Loneliness has reached epidemic levels in the United States, with as much as half the population feeling socially disconnected at any given time. United States Surgeon General Vivek Murthy, MD, issued an advisory on May 2 about loneliness and “the healing effects of social connection and community.”
Depression and suicide are also on the rise.
“Mental health is the defining public health crisis of our time,” Dr. Murthy said during an onstage conversation with Oprah Winfrey on May 4 at UCLA’s Royce Hall.
The two discussed loneliness, mental health and what makes life meaningful during WOW 2023, UCLA Health’s annual mental health summit. Other guests who spoke with Winfrey during the three-hour program included Oscar- and Grammy-winning musician Jon Batiste, author and Harvard Business School professor Arthur C. Brooks, PhD, and three UCLA students, who shared their personal experiences with mental health challenges. Actress Lisa Kudrow hosted the event.
The inspiring program, a fundraiser for the UCLA Semel Institute for Neuroscience and Human Behavior and the Resnick Neuropsychiatric Hospital, honored philanthropists Andrea and Peter Roth, who recently donated $1 million to support autism research and intervention. It was also announced that a grant for early-career faculty at Resnick Neuropsychiatric Hospital would be named in honor of Winfrey.
Loneliness is as detrimental to human health as smoking 15 cigarettes a day, Dr. Murthy said, because human beings evolved as hunter-gatherers who lived in tribes. We’re hardwired for connection with each other and feel safest when we’re together.
In hunter-gatherer times, separation caused stress because humans were less likely to survive on their own. Loneliness still causes stress to the human system today, he said, and chronic loneliness causes chronic stress that can raise levels of inflammation, damage tissues and blood vessels and increase the risk of physical illness including heart disease.
“As much as our circumstances are very different today than they were in our hunter-gatherer days, our brains and our nervous systems are still very similar to how they were back then,” Dr. Murthy said. “That’s why we see such an impact of loneliness and disconnection on physical illness and mental illness. This is much more than just a bad feeling. Our social connections are something we need for our survival, for our well-being, and we need to treat them as such.”
He said he learned this the hard way.
Dr. Murthy shared that during his first stint as surgeon general — he was originally appointed by President Obama in 2017 — he threw himself into the job and stopped reaching out to his family and friends. When he was dismissed from the position a year and a half ahead of schedule, Dr. Murthy was left without his work colleagues and the relationships that had sustained him before.
“I felt profoundly alone. But I also felt ashamed,” he said. “Because it was my fault — I had neglected those relationships. It was a choice I had made. And I felt embarrassed to call those friends and say, ‘Hey, I’m sorry I wasn’t there for you for the last two and a half years.’”
It was his wife who urged him to reconnect with his friends and helped him overcome the shame that kept him isolated.

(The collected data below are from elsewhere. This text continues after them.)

PR #2480, opened 2025-06-02
Prevent Stepping into Circuit Files during Debug

ScottCarda-MS:
This adds a de-spanning pass to the compiler to remove the spans for the contents of operations defined via circuit files. The operation declarations themselves retain their spans to support LS features, but the statements in the body of the operations are de-spanned. This prevents the debugger from stepping into the circuit files.

### DIFF
--- a/compiler/qsc_frontend/src/compile/preprocess.rs
+++ b/compiler/qsc_frontend/src/compile/preprocess.rs
@@ -3,13 +3,17 @@
 
 use core::str::FromStr;
 use qsc_ast::{
-    ast::{Attr, ExprKind, Idents, ItemKind, Namespace, PathKind, Stmt, StmtKind, UnOp},
-    mut_visit::MutVisitor,
+    ast::{
+        Attr, ExprKind, Idents, ItemKind, Namespace, Package, PathKind, Stmt, StmtKind,
+        TopLevelNode, UnOp,
+    },
+    mut_visit::{walk_stmt, MutVisitor},
 };
+use qsc_data_structures::span::Span;
 use qsc_hir::hir;
 use std::rc::Rc;
 
-use super::TargetCapabilityFlags;
+use super::{SourceMap, TargetCapabilityFlags};
 
 #[cfg(test)]
 mod tests;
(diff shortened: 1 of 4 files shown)


compiler/qsc_frontend/src/compile/preprocess.rs
```diff
@@ -193,3 +197,75 @@ fn matches_config(attrs: &[Box<Attr>], capabilities: TargetCapabilityFlags) -> b
...
+                    .iter()
+                    .any(|s| s.lo <= callable.span.lo && s.hi >= callable.span.hi)
+                    .then(|| {
+                        self.visit_callable_decl(callable);
+                    });
+            }
+        });
+    }
+
+    fn visit_stmt(&mut self, stmt: &mut Stmt) {
```
idavis, line 254: This logic isn't generally safe and is making assumptions about the AST which may or may not be safe depending on the qsc compilatation of the circuits.

compiler/qsc_frontend/src/compile/preprocess.rs
```diff
@@ -193,3 +197,75 @@ fn matches_config(attrs: &[Box<Attr>], capabilities: TargetCapabilityFlags) -> b
...
+        walk_stmt(self, stmt);
+        self.inside_stmt = false;
+    }
+
+    fn visit_span(&mut self, span: &mut Span) {
+        // Clear the span if it is inside a statement
+        if self.inside_stmt {
+            span.lo = Span::default().lo;
+            span.hi = Span::default().hi;
+        }
```
idavis:
```suggestion
        if self.inside_stmt {
            span.lo = 0;
            span.hi = 0;
        }
```

compiler/qsc_frontend/src/compile/preprocess.rs
```diff
@@ -193,3 +197,75 @@ fn matches_config(attrs: &[Box<Attr>], capabilities: TargetCapabilityFlags) -> b
...
+        });
+    }
+
+    fn visit_stmt(&mut self, stmt: &mut Stmt) {
+        self.inside_stmt = true;
+        walk_stmt(self, stmt);
+        self.inside_stmt = false;
+    }
+
+    fn visit_span(&mut self, span: &mut Span) {
```
idavis: Why is this only attempting to remove statement spans?

compiler/qsc_frontend/src/compile/preprocess.rs
```diff
@@ -193,3 +197,75 @@ fn matches_config(attrs: &[Box<Attr>], capabilities: TargetCapabilityFlags) -> b
...
+                    });
+            }
+        });
+    }
+
+    fn visit_stmt(&mut self, stmt: &mut Stmt) {
+        self.inside_stmt = true;
+        walk_stmt(self, stmt);
+        self.inside_stmt = false;
+    }
```
idavis:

“We can’t think our way out of shame. What we often have to do is experience our way out of shame,” Dr. Murthy said. “And that means we often need somebody in our life who can check on us, who can remind us that we’re loved.
“One of the best definitions of a friend that I ever heard was when I was in college: A friend is somebody who reminds you of who you are when you forget.”
He told Winfrey and the audience that connections can be built by spending just 15 minutes a day reaching out to friends and loved ones, whether by phone or in person. The key, he said, is to stay focused on that connection the whole time, without simultaneously checking email or scrolling through social media.
Dr. Murthy also led the crowd through a brief exercise that brought several audience members to tears.
He asked attendees to place their right hand on their heart, close their eyes and spend 20 seconds thinking about the people in their lives who have loved them over the years and supported them during difficult times, the people who reminded them of their inherent worth.
“Feel their love flowing through you, strengthening, lifting you up, filling you with peace,” he said. “And I want you to remember that their love is always with you, even if they’re not physically with you, because it resides in your heart.”
Dr. Murthy acknowledged that sometimes people say to him, “You’re the surgeon general, aren’t you supposed to be talking about tobacco?”
But, he said, “there's nothing more fundamental to the health and well-being of people in our country than ensuring that we are building that moral and spiritual foundation that is driving how we interact with each other and how we think and how we act.”
And that means embracing love, which he called “our oldest medicine.”
“It has extraordinary capacity to heal, and it’s the force that we need to reach for each and every day in our lives.”
Other speakers, including Dr. Brooks and the UCLA students, also addressed the importance of love to human thriving.
“Happiness is love, full stop,” Dr. Brooks said.
WOW 2023 also included appearances by UCLA Chancellor Gene Block, PhD, and UCLA Health President Johnese Spisso, MPA, who announced that UCLA will open a new, dedicated hospital for mental health in 2026.